## PROBLEM STATEMENT
Return the listing below character for character.

## EXERCISE INPUTS
***

PR #196, opened 2024-03-29
Allow using ai-binary for code generation only, not code fixing

DonggeLiu:
Testing a model tuned for code generation.


mihaimaruseac (changes requested):
Should we instead expose this to a CLI argument and thread it from there to here?

DonggeLiu:
> Should we instead expose this to a CLI argument and thread it from there to here?

Yes, that's the 'improve the code later' part : )
I was running some local experiments with this now and forgot to turn this into a draft.

PR #199, opened 2024-04-02
Fix filter bug & update doc

happy-qop:
1. add todo for use clusterfuzz stacktrace parsing;
2. fix bug of filtering;
3. use enum for types of error fuzz drivers;
4. update the doc of NUM_SAMPLES;


DonggeLiu (approved):
Thanks!

run_one_experiment.py
```diff
@@ -40,9 +40,12 @@
...
 # Default LLM hyper-parameters.
-# WARN: Avoid large NUM_SAMPLES in highly parallelized local experiment.
-# NUM_SAMPLES controls the number of LLM responses per query, which may exceed
-# your LLM's limit on query-per-second.
+# - #182 shows Gemini returns NUM_SAMPLES independent responses via repeated
+#  queries, which generally performs better than top-k responses from one
+#  query [1].
+# WARN: please set the value according to your own LLM's query-per-second
+#     limit, especially in highly parallelized local experiment.
+# [1] TODO(@happy-qop): Update the link.
```
DonggeLiu, line 48: Ah, sorry, I should have been clearer. Would it be better to move `[1]` right after your new comment? E.g.,
```python
# #182 shows Gemini returns NUM_SAMPLES independent responses via repeated
#  queries, which generally performs better than top-k responses from one
#  query [1].
# [1] TODO(@happy-qop): Update the link.
# WARN: Avoid large NUM_SAMPLES in highly parallelized local experiments. 
# It controls the number of LLM responses per prompt, which may exceed your 
# LLM's limit on query-per-second.
```

Sorry about the confusion!

DonggeLiu (approved):

run_one_experiment.py
DonggeLiu: Thanks, merged!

***

## ANSWER BELOW
PR #196, opened 2024-03-29
Allow using ai-binary for code generation only, not code fixing

DonggeLiu:
Testing a model tuned for code generation.


mihaimaruseac (changes requested):
Should we instead expose this to a CLI argument and thread it from there to here?

DonggeLiu:
> Should we instead expose this to a CLI argument and thread it from there to here?

Yes, that's the 'improve the code later' part : )
I was running some local experiments with this now and forgot to turn this into a draft.

PR #199, opened 2024-04-02
Fix filter bug & update doc

happy-qop:
1. add todo for use clusterfuzz stacktrace parsing;
2. fix bug of filtering;
3. use enum for types of error fuzz drivers;
4. update the doc of NUM_SAMPLES;


DonggeLiu (approved):
Thanks!

run_one_experiment.py
```diff
@@ -40,9 +40,12 @@
...
 # Default LLM hyper-parameters.
-# WARN: Avoid large NUM_SAMPLES in highly parallelized local experiment.
-# NUM_SAMPLES controls the number of LLM responses per query, which may exceed
-# your LLM's limit on query-per-second.
+# - #182 shows Gemini returns NUM_SAMPLES independent responses via repeated
+#  queries, which generally performs better than top-k responses from one
+#  query [1].
+# WARN: please set the value according to your own LLM's query-per-second
+#     limit, especially in highly parallelized local experiment.
+# [1] TODO(@happy-qop): Update the link.
```
DonggeLiu, line 48: Ah, sorry, I should have been clearer. Would it be better to move `[1]` right after your new comment? E.g.,
```python
# #182 shows Gemini returns NUM_SAMPLES independent responses via repeated
#  queries, which generally performs better than top-k responses from one
#  query [1].
# [1] TODO(@happy-qop): Update the link.
# WARN: Avoid large NUM_SAMPLES in highly parallelized local experiments. 
# It controls the number of LLM responses per prompt, which may exceed your 
# LLM's limit on query-per-second.
```

Sorry about the confusion!

DonggeLiu (approved):

run_one_experiment.py
DonggeLiu: Thanks, merged!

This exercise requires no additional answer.